- **Work to be completed**
Below is a listing. Set down exactly the lines from the one containing "read_expected_from_file takes dtypes" through the one containing "https://github.com/open2c/cooltools/issues/217", both ends included, and leave out the rest.

- **Data supplied**
PR #400, opened 2022-11-01
Fixed bug in io.read_expected_from_file when having mix of str and int as region names

efriman:


gfudenberg:
hi @efriman -- thanks for the PR! 
is there any chance you can add this to a fresh commit? It looks like your commits also reflect updates to coverage on your branch?
if you could add a new ./tests/test_io.py that covers this case that would be appreciated as well.

Issue #384, opened 2022-09-05
Expected with integer chromosomes


efriman:
Hi,

I noticed if I have cooler with chromosomes named without "chr", i.e. 1,2,3 etc., I can generate an expected file that looks right but when I run cooltools.lib.io.read_expected_from_file it throws an error. If I do it in the API it works if I convert the region1 and region2 columns to str.

Elias

gfudenberg:
@sergpolly should `read_expected_from_file` just used the dtype= kwarg for read_table before verifying? https://github.com/open2c/cooltools/blob/880a1487c66a404e88437fd697caf4cd91dc0004/cooltools/lib/io.py#L315

gfudenberg:
closed with #404

Issue #334, opened 2022-03-01
wow, thanks for this update @sergpolly, this looks great !!!


sergpolly:
@gfudenberg :
> update the `read_expected_from_file()` docstring to point to the schema https://github.com/open2c/cooltools/blob/2c17e395a4e252cf78ee9127d1de1d1b49e0e475/cooltools/lib/io.py#L290, and copy an up-to-date example from the issue to schemas

sergpolly:
this likely affect more tools than just dotfinder, so I made a separate issue

gfudenberg:
was the proposal to copy an example to lib/schemas or lib/io.read_expected_from_file? @sergpolly 
or just add header lines to read_expected_from_file and then the full example to schemas?
(and delete https://github.com/open2c/cooltools/blob/48bec4008d765b9e0ee0a72782a04d4bca73e930/cooltools/lib/io.py#L290)

In either case, can the example be: 
```python
region	diag	n_valid	count.sum	balanced.sum	count.avg	balanced.avg
chr2_p	0	8771	nan	nan	nan	nan
chr2_p	1	8753	nan	nan	nan	nan
chr2_p	2	8745	2659034.0	406.01308769383326	304.063350485992	0.046428026037030674
chr2_p	3	8741	1564890.0	237.58527079797543	179.0287152499714	0.027180559523850293
```

sergpolly:
wow - it's been awhile ...

I think it was just about adding an example to the function itself lib/io.read_expected_from_file
I think it is for user's understanding and users are unlikely to look in schemas 

So yes, we could just add this example - just need to make sure it is formatted nicely - numpy-style

PR #404, opened 2022-12-01
read_expected_from_file set dtypes

efriman:
Addresses issues:
https://github.com/open2c/cooltools/issues/384
https://github.com/open2c/cooltools/issues/334

read_expected_from_file takes dtypes from schemas which avoids certain errors when not setting dtypes. Added test to throw error if dtype is incompatible (str->int).

Any comments welcome

### DIFF
--- a/cooltools/lib/io.py
+++ b/cooltools/lib/io.py
@@ -289,6 +289,8 @@ def read_expected_from_file(
     Expected must conform v1.0 format
     https://github.com/open2c/cooltools/issues/217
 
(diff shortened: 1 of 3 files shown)


gfudenberg (changes requested):
looks good, thank you!! 
two more small things: 
- can you move the new test to a separate test_io.py file? 
- add a test that correctly passes when chromosomes don't have 'chr' (i.e. the issue you had previously if I recall)?

efriman:
@gfudenberg I implenented your suggestion, with a mix of str and int for region names which was the bug I was experiencing

gfudenberg (approved):
awesome, thank you!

- **Output for this task**
read_expected_from_file takes dtypes from schemas which avoids certain errors when not setting dtypes. Added test to throw error if dtype is incompatible (str->int).

Any comments welcome

### DIFF
--- a/cooltools/lib/io.py
+++ b/cooltools/lib/io.py
@@ -289,6 +289,8 @@ def read_expected_from_file(
     Expected must conform v1.0 format
     https://github.com/open2c/cooltools/issues/217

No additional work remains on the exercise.